The rapid evolution of large language models (LLMs) has fueled significant advancement in AI, enabling these systems to analyze text, generate summaries, suggest ideas, and even draft code. However, despite these impressive capabilities, challenges remain, particularly with the phenomenon of “hallucination,” where LLMs deliver factually incorrect or nonsensical output.
To address this issue, Google has enhanced the accuracy and reliability of its AI models with the launch of DataGemma last week. This innovative approach anchors LLMs in the extensive, real-world statistical data of Google’s Data Commons. Building on the advanced research and technology of Gemini models, DataGemma improves LLM accuracy and reasoning by connecting the LLMs to Data Common’s real-world data.
Rather than requiring familiarity with the specific data schema or API of the underlying datasets, DataGemma leverages the natural language interface of Data Commons to query and retrieve information.
Serving as a foundation for factual AI, Data Commons is Google’s publicly accessible knowledge graph, featuring over 250 billion data points across hundreds of thousands of statistical variables sourced from trusted organizations.
At its core, the DataGemma series utilizes Gemma 2 27B, an open-source large language model introduced by Google in June. This model, built on the widely adopted Transformer neural network architecture, boasts 27 billion parameters. Google claims the model delivers performance capable to LLMs with twice as many parameters.

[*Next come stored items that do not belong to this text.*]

PR #238, opened 2021-10-04
sdk: Updated SDK URL

jonasclaes:
# Updated SDK URL

The URL to the SDK has been updated, since this was moved from Google Cloud to the Flatcar repo server.

## How to use

1. Build the cork SDK using `./build`
2. Create a new chroot development environment using `cork create --verbose --manifest-branch flatcar-alpha-2983.0.0`

## Testing done

I have run the command `cork create --verbose --manifest-branch flatcar-alpha-2983.0.0` and got the correct output. The files are being downloaded, verified and unpacked. The output is too long and irrelevant to post here.

### DIFF
--- a/cmd/cork/create.go
+++ b/cmd/cork/create.go
@@ -122,7 +122,7 @@ func init() {
 
 	creationFlags = pflag.NewFlagSet("creation", pflag.ExitOnError)
 	creationFlags.StringVar(&sdkUrlPath,
-		"sdk-url-path", "/flatcar-jenkins/sdk", "SDK URL path")
+		"sdk-url-path", "/sdk", "SDK URL path")
 	creationFlags.StringVar(&sdkVersion,
 		"sdk-version", "", "SDK version. Defaults to the SDK version in version.txt")
 	creationFlags.StringVar(&manifestURL,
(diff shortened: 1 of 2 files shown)


pothos:
Thanks, since it's also used before we publish the files on the mirror, we need to be able to keep GCS working, @tormath1 can chime in with something similar to your approach.

tormath1:
Hi @jonasclaes , many thanks for this contribution - as @pothos suggested, we need to be able to keep GCS working and as you can see, having a hardcoded URL is not really handy for customization purposes.

What do you think about adding a `--sdk-url` flag to the `cork` commands (`create` and `download`) with a default value equals to the one you provided: `mirror.release.flatcar-linux.net` ?

jonasclaes:
@tormath1 I think that would be useful, and prevent service disruptions in the future. Who will implement this? Shall I do it, or will one of the other contributors do that?

tormath1:
@jonasclaes feel free to work it on if you're interested in - besides this repo is now part of the hacktoberfest. :tada: 
I provided some elements to guide you into the codebase but it's mainly in the same place you've already played. Don't hesitate to ping on Matrix if you need anything. :)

Google’s new approach relies on retrieval-augmented generation (RAG), a method that is increasingly adopted by businesses. With the introduction of DataGemma, Google seeks to bring this method into the AI mainstream.
RAG has transformed the industry by leveraging retrieval-based techniques that dynamically fetch and integrate contextually relevant external data into the generation process, thereby enhancing accuracy and minimizing hallucinations.

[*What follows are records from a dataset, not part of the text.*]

PR #241, opened 2021-10-05
*: Change project name from coreos to flatcar-linux

krnowak:
This just renames the project from `github.com/coreos/mantle` to `github.com/flatcar-linux/mantle`.


platform/api/packet/api.go
```diff
@@ -166,7 +166,7 @@ func New(opts *Options) (*API, error) {
 		return nil, fmt.Errorf("connecting to Google Storage bucket: %v", err)
 	}
 
-	client := packngo.NewClientWithAuth("github.com/coreos/mantle", opts.ApiKey, nil)
+	client := packngo.NewClientWithAuth("github.com/flatcar-linux/mantle", opts.ApiKey, nil)
```
krnowak, line 169: I'm not sure if this change can break access to packet API. Should this stay as `github.com/coreos/mantle`?

tormath1: It looks like a token to identify the generated client in order to keep it across the codebase (and avoid generating new client each time?). 
Checking the codebase: https://github.com/packethost/packngo/blob/b666b4ebebb1f0fba2a9ad79428fa79daf0774e2/packngo.go#L334-L342

a regular `NewClient` will populate this field with `packngo lib` so I guess we can put whatever we want inside.

krnowak:
Thanks for the review. Dropped the file and updated the change log.

PR #250, opened 2021-11-10
kola: remove legacy `kubernetes` test

tormath1:
These tests are now deprecated due to the stabilization of Docker >= 20.10.


krnowak:
Is there a way to make those tests compatible with docker 20.10? Or is this pointless?

tormath1:
> Is there a way to make those tests compatible with docker 20.10? Or is this pointless?

@krnowak that's indeed a good question - `kubernetes` tests are now superseded by `kubeadm` one, which rely directly on `docker` container runtime and test more up-to-date `Kubernetes` maintained versions (1.21, 1.22 and soon 1.23)

krnowak:
So these kubernetes tests were testing more-or-less the same thing as the new kubeadm tests? So bumping the kubernetes versions to actively supported ones in kubernetes test would result in a some kind of duplication? If that would be so, then I think it's fine to drop the tests.

tormath1:
@krnowak that's right.

Currently with `kubernetes` tests, we are testing the following versions:
https://github.com/flatcar-linux/mantle/blob/6336d5f143909cc080b95c4c4826b383ff3ac0c0/kola/tests/kubernetes/basic.go#L31-L36

While with `kubadm` we are testing[^1]:
* v1.22.0
* v1.21.0

On top of different tested versions, we can also mention that:
* we test `calico`, `flannel` and `cilium` CNIs with `kubeadm`
* as mentioned in the name `kubeadm` tests deploy Kubernetes using `kubeadm`

[^1]: https://github.com/flatcar-linux/mantle/blob/flatcar-master/kola/tests/kubeadm/kubeadm.go#L46-L69

krnowak:
Alright, let's drop the tests.

Also, I had a look at https://endoflife.date/kubernetes and I was wondering if kubeadm tests should also test version 1.20. But probably no point in it, as its active support expires in one month, and maintenance in 3. Also, different PR for it anyway.

krnowak (approved):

Google’s move to integrate RAG with Data Commons represents the first large-scale cloud-based implementation of RAG. While many enterprises have employed RAG with proprietary data, Google’s application of a public resource like Data Commons represents a significant advancement. This approach aims to improve AI reliability and functionality by utilizing high-quality and verifiable data.
According to Google, DataGemma takes a two-pronged approach to integrate data retrieval with LLM output. The first method is to use RAG to retrieve relevant contextual information and necessary facts upfront, allowing the model to deliver more comprehensive and accurate answers.
The second method is to use retrieval-interleaved generation (RIG) to fetch specific statistical data in real time to fact-check questions posed in the query prompt. The collected information is sent to Google’s more advanced, proprietary Gemini 1.5 Pro model, which generates an output.
By employing these two distinct approaches, factual accuracy and transparency are improved, reducing the occurrence of hallucinations. Additionally, it provides users with the sources for the information.
DataGemma is currently available only to researchers, but Google plans to expand access after further testing. While it shows promise, there are a few caveats to consider.
One of the key limitations of DataGemma is whether the data needed for RAG and RIG approaches is available in the Data Commons. Google researchers found that in 75% of test cases, the RIG method couldn’t retrieve any useful information from Data Commons. In some cases, Data Commons contains the needed information, but the model does not formulate the right command to find it.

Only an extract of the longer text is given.